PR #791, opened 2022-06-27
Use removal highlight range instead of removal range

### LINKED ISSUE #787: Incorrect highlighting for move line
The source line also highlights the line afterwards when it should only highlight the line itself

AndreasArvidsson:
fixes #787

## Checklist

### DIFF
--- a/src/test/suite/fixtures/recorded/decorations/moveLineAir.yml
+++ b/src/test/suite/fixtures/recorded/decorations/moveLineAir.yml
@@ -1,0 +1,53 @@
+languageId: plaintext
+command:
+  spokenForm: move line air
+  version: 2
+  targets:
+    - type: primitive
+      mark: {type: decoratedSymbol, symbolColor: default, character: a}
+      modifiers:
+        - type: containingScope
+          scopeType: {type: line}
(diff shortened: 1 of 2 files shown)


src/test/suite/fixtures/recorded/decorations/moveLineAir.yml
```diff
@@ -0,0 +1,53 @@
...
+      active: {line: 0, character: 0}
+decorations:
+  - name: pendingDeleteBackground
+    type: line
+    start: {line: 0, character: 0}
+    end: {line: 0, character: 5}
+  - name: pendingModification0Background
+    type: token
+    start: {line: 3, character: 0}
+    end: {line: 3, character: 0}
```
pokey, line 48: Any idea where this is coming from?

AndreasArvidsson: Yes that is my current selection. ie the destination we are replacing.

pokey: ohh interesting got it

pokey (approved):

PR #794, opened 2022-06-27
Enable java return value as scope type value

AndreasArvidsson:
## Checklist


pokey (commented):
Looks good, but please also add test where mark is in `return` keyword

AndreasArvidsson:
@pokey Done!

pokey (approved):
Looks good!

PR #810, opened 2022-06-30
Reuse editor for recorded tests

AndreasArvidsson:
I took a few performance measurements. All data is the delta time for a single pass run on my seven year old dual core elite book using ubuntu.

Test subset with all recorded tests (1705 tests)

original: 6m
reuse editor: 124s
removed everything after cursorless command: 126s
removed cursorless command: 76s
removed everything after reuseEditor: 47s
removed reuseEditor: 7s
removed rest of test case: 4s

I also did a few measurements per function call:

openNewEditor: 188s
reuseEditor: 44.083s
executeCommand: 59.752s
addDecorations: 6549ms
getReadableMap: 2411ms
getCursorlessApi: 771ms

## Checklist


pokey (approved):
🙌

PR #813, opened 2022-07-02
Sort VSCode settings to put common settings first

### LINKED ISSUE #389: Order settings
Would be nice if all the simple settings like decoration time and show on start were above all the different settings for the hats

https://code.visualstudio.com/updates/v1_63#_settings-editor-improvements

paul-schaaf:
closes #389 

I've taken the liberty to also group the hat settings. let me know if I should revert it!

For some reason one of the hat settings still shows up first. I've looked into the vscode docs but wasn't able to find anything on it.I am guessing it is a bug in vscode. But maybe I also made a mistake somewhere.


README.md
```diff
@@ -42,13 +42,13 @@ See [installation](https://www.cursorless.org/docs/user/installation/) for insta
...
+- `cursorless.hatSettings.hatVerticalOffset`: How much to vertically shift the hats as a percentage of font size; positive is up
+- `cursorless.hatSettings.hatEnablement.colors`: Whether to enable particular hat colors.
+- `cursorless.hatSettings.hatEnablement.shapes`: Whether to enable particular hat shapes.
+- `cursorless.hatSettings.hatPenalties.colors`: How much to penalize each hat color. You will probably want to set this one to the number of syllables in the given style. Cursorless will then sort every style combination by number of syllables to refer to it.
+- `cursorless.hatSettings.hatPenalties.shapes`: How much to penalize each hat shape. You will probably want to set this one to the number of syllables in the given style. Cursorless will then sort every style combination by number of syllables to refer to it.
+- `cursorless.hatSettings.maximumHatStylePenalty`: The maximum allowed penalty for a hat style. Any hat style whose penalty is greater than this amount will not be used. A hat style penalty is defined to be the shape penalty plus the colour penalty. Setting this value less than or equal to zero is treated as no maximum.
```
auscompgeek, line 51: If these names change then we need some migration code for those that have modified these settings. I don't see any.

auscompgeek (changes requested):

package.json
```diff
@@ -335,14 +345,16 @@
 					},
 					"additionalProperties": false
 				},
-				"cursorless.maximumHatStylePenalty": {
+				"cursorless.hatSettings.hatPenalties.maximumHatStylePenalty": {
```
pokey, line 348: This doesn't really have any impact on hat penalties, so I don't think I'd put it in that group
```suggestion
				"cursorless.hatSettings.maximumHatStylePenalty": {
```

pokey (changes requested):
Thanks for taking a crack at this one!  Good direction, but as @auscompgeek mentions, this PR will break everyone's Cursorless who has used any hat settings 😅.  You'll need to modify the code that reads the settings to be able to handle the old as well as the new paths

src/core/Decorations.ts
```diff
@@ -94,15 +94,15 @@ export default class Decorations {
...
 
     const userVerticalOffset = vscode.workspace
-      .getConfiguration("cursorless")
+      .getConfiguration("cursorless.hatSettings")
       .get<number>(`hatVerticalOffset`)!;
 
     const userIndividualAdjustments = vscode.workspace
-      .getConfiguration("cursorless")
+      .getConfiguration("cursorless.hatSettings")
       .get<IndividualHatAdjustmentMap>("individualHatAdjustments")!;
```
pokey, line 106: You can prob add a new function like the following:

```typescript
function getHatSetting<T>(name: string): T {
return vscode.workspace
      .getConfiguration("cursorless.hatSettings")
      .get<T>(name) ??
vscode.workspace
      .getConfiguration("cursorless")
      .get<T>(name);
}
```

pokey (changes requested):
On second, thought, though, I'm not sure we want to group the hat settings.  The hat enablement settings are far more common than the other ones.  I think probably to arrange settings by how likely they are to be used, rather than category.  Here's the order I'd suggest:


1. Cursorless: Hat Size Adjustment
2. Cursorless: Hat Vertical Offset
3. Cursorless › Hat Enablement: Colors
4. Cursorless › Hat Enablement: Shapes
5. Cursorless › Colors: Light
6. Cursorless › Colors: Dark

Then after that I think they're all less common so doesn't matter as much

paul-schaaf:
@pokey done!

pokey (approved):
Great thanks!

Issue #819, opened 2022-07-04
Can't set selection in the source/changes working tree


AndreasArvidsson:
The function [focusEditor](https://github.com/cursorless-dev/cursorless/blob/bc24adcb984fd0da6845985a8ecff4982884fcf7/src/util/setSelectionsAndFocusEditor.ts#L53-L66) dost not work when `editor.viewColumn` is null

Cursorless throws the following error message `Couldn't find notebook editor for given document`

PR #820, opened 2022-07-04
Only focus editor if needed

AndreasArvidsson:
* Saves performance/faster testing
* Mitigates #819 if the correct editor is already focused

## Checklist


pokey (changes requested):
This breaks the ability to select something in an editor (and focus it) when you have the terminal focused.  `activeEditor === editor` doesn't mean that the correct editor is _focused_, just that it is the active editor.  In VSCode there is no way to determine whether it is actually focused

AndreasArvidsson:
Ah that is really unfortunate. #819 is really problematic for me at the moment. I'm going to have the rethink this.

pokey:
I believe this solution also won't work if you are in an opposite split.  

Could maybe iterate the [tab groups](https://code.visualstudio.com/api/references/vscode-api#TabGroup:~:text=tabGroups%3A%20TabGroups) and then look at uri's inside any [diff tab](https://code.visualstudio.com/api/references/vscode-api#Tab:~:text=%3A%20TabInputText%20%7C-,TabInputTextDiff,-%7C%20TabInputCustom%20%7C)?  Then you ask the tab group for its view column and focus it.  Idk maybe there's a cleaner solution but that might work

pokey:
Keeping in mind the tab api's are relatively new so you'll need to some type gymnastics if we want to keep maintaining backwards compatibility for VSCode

○ ○ ○ ○

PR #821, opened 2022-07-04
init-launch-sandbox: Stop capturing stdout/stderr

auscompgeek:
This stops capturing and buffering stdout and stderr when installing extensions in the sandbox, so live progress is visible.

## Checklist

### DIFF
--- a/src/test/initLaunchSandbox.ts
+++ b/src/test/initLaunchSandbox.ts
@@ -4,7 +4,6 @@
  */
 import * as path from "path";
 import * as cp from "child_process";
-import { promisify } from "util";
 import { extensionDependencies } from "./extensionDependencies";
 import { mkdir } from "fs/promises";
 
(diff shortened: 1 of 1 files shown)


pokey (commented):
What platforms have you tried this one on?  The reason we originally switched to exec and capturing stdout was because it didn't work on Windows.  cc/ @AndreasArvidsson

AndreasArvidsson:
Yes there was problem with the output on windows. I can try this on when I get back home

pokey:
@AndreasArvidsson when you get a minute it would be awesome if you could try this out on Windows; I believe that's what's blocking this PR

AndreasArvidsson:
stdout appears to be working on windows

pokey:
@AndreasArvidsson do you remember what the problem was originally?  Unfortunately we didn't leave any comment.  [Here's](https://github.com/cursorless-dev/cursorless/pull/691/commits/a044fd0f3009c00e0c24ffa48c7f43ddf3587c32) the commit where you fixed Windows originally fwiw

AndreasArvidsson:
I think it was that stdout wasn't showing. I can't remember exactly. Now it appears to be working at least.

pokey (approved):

○ ○ ○ ○

A single figure answers this: how many lines of the material hold "function".

4